Bild: Bei der Aktion „Colour the Red Zone“ gegen den G20-Gipfel ist eine De…
Hamburg taz | Ein Großteil der Fälle von mutmaßlich strafbarer
Polizeigewalt beim G20-Gipfel bleibt voraussichtlich unaufgeklärt. 52, fast
die Hälfte der 124 Verfahren wegen Körperverletzung im Amt, sind bereits
eingestellt. Aus einer Anfrage der Linksfraktion in der Hamburger
Bürgerschaft gehen nun erstmals die Gründe dafür vor: In 20 Fällen sei die
Tat nicht nachweisbar gewesen. Elfmal sei es unmöglich gewesen, mutmaßliche
Täter*innen zu ermitteln, in lediglich drei Situationen sei ein
Gewalteinsatz gerechtfertigt gewesen.
Bei weiteren Fällen fehlten Anhaltspunkte für Straftaten, Strafanträge oder
weitere Dinge. Lediglich in sechs der eingestellten Fälle wurden Zeugen
vernommen, viermal mussten beschuldigte Polizist*innen aussagen. Zudem sei
in den insgesamt 155 Ermittlungsverfahren die Identität von 69 Geschädigten
nicht bekannt.
„Viele Betroffene von Polizeigewalt erstatten aus Angst vor Gegenanzeigen
selbst keine Anzeige“, sagt Christiane Schneider (Linke). Sie geht davon
aus, dass nur ein Bruchteil von unverhältnismäßiger Polizeigewalt überhaupt
zur Anzeige kommt. Dass rund ein Jahr nach G20 noch keine einzige Anklage
erhoben sei, sei ein „unerträglicher Zustand, der bei Betroffenen zu
Verbitterung führt“.
Die Linke fordert nun eine Kennzeichnungspflicht für Polizist*innen in
Hamburg sowie eine unabhängige Kontrollinstanz mit Ermittlungsbefugnis,
ähnlich einer Landesdatenschutzbeauftragten. Bisher gibt es für die
Aufklärung von unverhältnismäßiger Polizeigewalt die formal unabhängige
Dienststelle interne Ermittlungen: „Aber Polizisten bei den internen
Ermittlungen sind nur auf Zeit abgeordnet und gehen danach in den
Regeldienst zurück – das ist keine richtige Unabhängigkeit“, so Schneider.

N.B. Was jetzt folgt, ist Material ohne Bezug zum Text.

PR #849, opened 2023-12-22
PREAPPS-7606: Date Filter in Advance setting displays incorrect date if selected date is appended with current time.

sumitTelus:
**Issue in current implementation:** 
Date Filter in Advance setting displays incorrect date if selected date is appended with current time.

**what is observed:**
Current date gets appended to the selected date and its equivalent timeStamp is calculated and sent to API. Since current time is appended it displays incorrect date when server timezone and client timezone varies and it dose not handle DST time. 

**What should it be changed to:**
Removing the time part and sending only date part in long format to the API.

**Example:**
If the selected date is 1/1/2024 then its equivalent timestamp value 1704090386 is sent to ModifyFilterRulesRequest.
Whose equivalent date value is Monday, 1 January 2024 01:26:26 [GMT-05:00]
But in response we get 1704067200. i.e, Sunday, 31 December 2023 19:00:00 [GMT-05:00]
Which is one day before the selected date.

**Solution / Approach:**
Removing the time part and sending only date in long format displays proper date. The timezone calculation is done in backend side considering LDAP attribute for timezone.
For Ex: If selected date is 1/1/2024 then its equivalent timestamp value 1704047400 is sent to ModifyFilterRulesRequest.
Whose equivalent date value is 2024-01-01 00:00:00
and in response we get the same value i.e, 1704047400

### DIFF
--- a/WebRoot/js/zimbraMail/prefs/view/ZmFilterRuleDialog.js
+++ b/WebRoot/js/zimbraMail/prefs/view/ZmFilterRuleDialog.js
@@ -1389,11 +1389,7 @@ function(ev) {
 		if (msg = this._checkCondition(c)) {
 			break;
 		} else {
-			if (c.testType === ZmFilterRule.C_TEST_MAP[ZmFilterRule.C_DATE]) {
-				rule.addCondition(c.testType, c.comparator, Number(c.value), c.subjectMod, c.caseSensitive);
-			} else {
-				rule.addCondition(c.testType, c.comparator, c.value, c.subjectMod, c.caseSensitive);
-			}
+			rule.addCondition(c.testType, c.comparator, c.value, c.subjectMod, c.caseSensitive);
 		}
 	}
 	if (!msg) {
--- a/WebRoot/js/zimbraMail/prefs/view/ZmFilterRuleDialog.js
+++ b/WebRoot/js/zimbraMail/prefs/view/ZmFilterRuleDialog.js
@@ -1389,7 +1389,11 @@ function(ev) {
 		if (msg = this._checkCondition(c)) {
 			break;
 		} else {
-			rule.addCondition(c.testType, c.comparator, c.value, c.subjectMod, c.caseSensitive);
+			if (c.testType === ZmFilterRule.C_TEST_MAP[ZmFilterRule.C_DATE]) {
+				rule.addCondition(c.testType, c.comparator, Number(c.value), c.subjectMod, c.caseSensitive);
+			} else {
+				rule.addCondition(c.testType, c.comparator, c.value, c.subjectMod, c.caseSensitive);
+			}
 		}
 	}
 	if (!msg) {
@@ -1550,7 +1554,7 @@ function(inputs, conf, field) {
 		if (!date) {
 			return null;
 		}
-		return String(date.getTime() / 1000);
+		return String(new Date(date.getFullYear(),date.getMonth(), date.getDate()).getTime()/1000);
 	}
 	if (type == ZmFilterRule.TYPE_FOLDER_PICKER) {
 		return inputs[field].dwtObj.getData(ZmFilterRuleDialog.DATA);


WebRoot/js/zimbraMail/prefs/view/ZmFilterRuleDialog.js
```diff
@@ -1550,7 +1550,9 @@ function(inputs, conf, field) {
 		if (!date) {
 			return null;
 		}
-		return String(date.getTime() / 1000);
+		AjxDateUtil._serverDateFormatter = new AjxDateFormat("yyyyMMdd");
+		var dateValue = AjxDateUtil._serverDateFormatter.format(new Date(date));
+		return dateValue;
```
miteshsavani810, line 1555:
```suggestion
		return AjxDateUtil._serverDateFormatter.format(new Date(date));
```

sumitTelus: Done

WebRoot/js/zimbraMail/prefs/view/ZmFilterRuleDialog.js
```diff
@@ -1550,7 +1550,8 @@ function(inputs, conf, field) {
 		if (!date) {
 			return null;
 		}
-		return String(date.getTime() / 1000);
+		AjxDateUtil._serverDateFormatter = new AjxDateFormat("yyyyMMdd");
+		return AjxDateUtil._serverDateFormatter.format(new Date(date));
```
k-kato, line 1554: Can we use `AjxDateUtil.getServerDate` ?
https://github.com/Zimbra/zm-ajax/blob/develop/WebRoot/js/ajax/util/AjxDateUtil.js#L598

k-kato, line 1554: Can we use `AjxDateUtil.getServerDate` ?
https://github.com/Zimbra/zm-ajax/blob/develop/WebRoot/js/ajax/util/AjxDateUtil.js#L598
```suggestion
		return AjxDateUtil.getServerDate(new Date(date));
```

k-kato: ah, the function requires a string in `YYYYMMDDTHHMMSSZ` format...

k-kato: I saw a wrong result with the change.
1. created a filter specifying `Date before Dec/1/2023` in a condition.
2. a created filter has `Aug/17/1970` in a condition. zimbraMailSieveScript has also a wrong date.
```
$ zmprov ga test1 zimbraMailSieveScript
# name test1@dev.zimbra.com
zimbraMailSieveScript: require ["fileinto", "copy", "reject", "tag", "flag", "variables", "log", "enotify", "envelope", "body", "ereject", "reject", "relational", "comparator-i;ascii-numeric"];

# test
if anyof (date :before "19700823") {
    keep;
    stop;
}
```

sumitTelus: fixed the issue.

k-kato (changes requested):
See the comment https://github.com/Zimbra/zm-mailbox/pull/1542#pullrequestreview-1810712573
Server code needs to be updated first.
Please update UI code accordingly after that. (adding `tz` to `dateTest` , for example)

sumitTelus:
> See the comment [Zimbra/zm-mailbox#1542 (review)](https://github.com/Zimbra/zm-mailbox/pull/1542#pullrequestreview-1810712573) Server code needs to be updated first. Please update UI code accordingly after that. (adding `tz` to `dateTest` , for example)

@k-kato reverted the dataType of date in `dateTest` object back to Long from String.

k-kato:
Why do we need to update client code if timezone is calculated on server side?
The date is sent in long format in the current code, isn't it?

namita-uttarkar-telus:
> Why do we need to update client code if timezone is calculated on server side? The date is sent in long format in the current code, isn't it?

@k-kato 
The current implementation accepts a long value which is a combination of both date and time. We are dropping the time part and sending date alone in long format, since sending time part returns incorrect value.

WebRoot/js/zimbraMail/prefs/view/ZmFilterRuleDialog.js
```diff
@@ -1389,7 +1389,11 @@ function(ev) {
 		if (msg = this._checkCondition(c)) {
 			break;
 		} else {
-			rule.addCondition(c.testType, c.comparator, c.value, c.subjectMod, c.caseSensitive);
+			if (c.testType === ZmFilterRule.C_TEST_MAP[ZmFilterRule.C_DATE]) {
+				rule.addCondition(c.testType, c.comparator, Number(c.value), c.subjectMod, c.caseSensitive);
+			} else {
+				rule.addCondition(c.testType, c.comparator, c.value, c.subjectMod, c.caseSensitive);
+			}
```
k-kato, line 1396: Does a client need to send the date in long format as Number explicitly? 
Before the change, it is sent as String. Doesn't the server automatically convert it from a string it to a number?

k-kato (approved):

namita-uttarkar-telus:
> > Why do we need to update client code if timezone is calculated on server side? The date is sent in long format in the current code, isn't it?
> 
> @k-kato The current implementation accepts a long value which is a combination of both date and time. We are dropping the time part and sending date alone in long format, since sending time part returns incorrect value.

@k-kato We have dropped this condition and sending timeStamp in string format only.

Hamburgs Oberstaatsanwältin Nana Frombach bestätigte der taz, mehrere
Staatsanwält*innen hätten bemerkt, dass in Verfahren gegen die Polizei
wenig Geschädigte und Zeug*innen aussagten. „Wir würden uns wünschen, dass
alle zur Aufklärung beitragen könnten“, so Frombach. Warum es so wenige
Verfahren gebe, könne sie nicht beantworten. Mit einer Praxis der
Gegenanzeige hängt das aus ihrer Sicht jedoch nicht zusammen, weil die
Anzahl der Gegenanzeigen bei G20 nur im einstelligen Bereich sei.
Während Hamburgs ehemaliger Bürgermeister Olaf Scholz (SPD) stumpf und
sachlich falsch behauptet hatte, es habe während des G20-Gipfels keine
Polizeigewalt gegeben, gab es große öffentliche Empörung über ausufernde
Polizeieinsätze. Unverhältnismäßig wirkte Polizeigewalt insbesondere, wenn
sie sich gegen Unbeteiligte oder Journalist*innen richtete, dokumentiert in
[1][zahlreichen brutalen Videos und Augenzeugenberichten]. Wenn Gewalt zum
Selbstzweck wird, hört das staatliche Gewaltmonopol allerdings auf. Der
Staat darf Gewalt nur zielgerichtet und verhältnismäßig einsetzen.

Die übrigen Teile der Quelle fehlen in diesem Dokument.